"Thanks," he said, "I don't jus' feel like any more readin'. I'd like more to do somethin'. I'm tired of doin' nothin'."
She looked at him helplessly.
"But what do you want to do, William darling?"
"Dunno. Any sort of a game would do," he said graciously.
The only game in Aunt Ellen's house was an old archery set, a relic of her Victorian youth. She brought it down for William.
"You see, you shoot at the target, darling," she explained.
"Thanks," said William, brightening considerably. "You needn't bother lending me the target."
Aunt Ellen retreated upstairs to continue her interrupted nap.

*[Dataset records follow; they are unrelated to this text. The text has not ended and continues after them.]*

PR #3129, opened 2024-04-18
fix: Fix cascading and fallback propagation of text styles

luanpotter:
# Description

Fix cascading and fallback propagation of text styles.

While using text nodes and flame_markdown, I noticed that basic propagating of styles was not working.

For example, if you create a standard document, it will have some margins by default. Even when setting it to zero, it was still overwritten by the default style.

I noticed that there was no consistency in the methods `copyWith` and `merge` of which parameter/receiver should be the master and which should be the fallback. Both the implementations and the callers would use it either way indiscriminately.

This consolidates the definition and adds comments to the methods enforcing the priority order.

In order to fully test this, I had to expose a few internal details of text elements; I think this is fine since Dart supports the `@visibleForTesting` annotation, and it makes the tests cleaner.

## Checklist

## Breaking Change?

### DIFF
--- a/packages/flame/lib/src/text/styles/flame_text_style.dart
+++ b/packages/flame/lib/src/text/styles/flame_text_style.dart
@@ -20,7 +20,7 @@ abstract class FlameTextStyle {
   FlameTextStyle copyWith(covariant FlameTextStyle other);
 
   /// Merges two [FlameTextStyle]s together, preferring the properties of
-  /// [style1] if present, falling back to the properties of [style2].
+  /// [style2] if present, falling back to the properties of [style1].
   static T? merge<T extends FlameTextStyle>(T? style1, T? style2) {
     if (style1 == null) {
       return style2;
@@ -28,7 +28,7 @@ abstract class FlameTextStyle {
       return style1;
     } else {
       assert(style1.runtimeType == style2.runtimeType);
-      return style2.copyWith(style1) as T;
+      return style1.copyWith(style2) as T;
     }
   }
 }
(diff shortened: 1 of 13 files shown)


packages/flame/lib/src/text/styles/flame_text_style.dart
```diff
@@ -15,16 +15,20 @@ import 'package:flame/text.dart';
...
+  /// [style1] if present, falling back to the properties of [style2].
   static T? merge<T extends FlameTextStyle>(T? style1, T? style2) {
     if (style1 == null) {
       return style2;
     } else if (style2 == null) {
       return style1;
     } else {
       assert(style1.runtimeType == style2.runtimeType);
-      return style1.copyWith(style2) as T;
+      return style2.copyWith(style1) as T;
```
spydon, line 31: Doesn't it make more sense in the order it was in before? I think that is what I would expect from a merge function, that the first argument is the base and you overwrite its properties with the second one, especially if this would be a merge function taking in more than two arguments.

spydon: Similarly to this for example: https://api.flutter.dev/flutter/package-collection_collection/mergeMaps.html

luanpotter: Good point; I had chosen this particular order because it makes the copyWith neater:
image
But I think your argument is stronger, so I will swap

spydon (approved):
Lgtm!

It was only when William, in a perfectly laudable attempt to shoot an apple down from the apple-tree, had broken the landing window, driven the cat into a hysterical state of fury, and landed an arrow full in the back of the next-door gardener, that Aunt Ellen raised herself once more from the bed that was usually the scene of such untroubled rest. She rescued William, in a state of indignation, from the cat and gardener, and suggested a little walk. She felt, somehow, less sure of the contaminating influence of the outside world on William's character.
"Everyone's got to practise," said William indignantly. "Well, I was only practising. I'd have got my eye in soon. I hadn't got my eye in when I hit 'em. Everyone's got to practise. No one's born with their eye in. If I went on about five minutes longer, I wouldn't be hittin' anythin' 'cept wot I wanted to. And then," he added darkly, with a vague mental vision of the world in general, and Peter and the cat and the gardener in particular, at his mercy, "then some folks had better look out."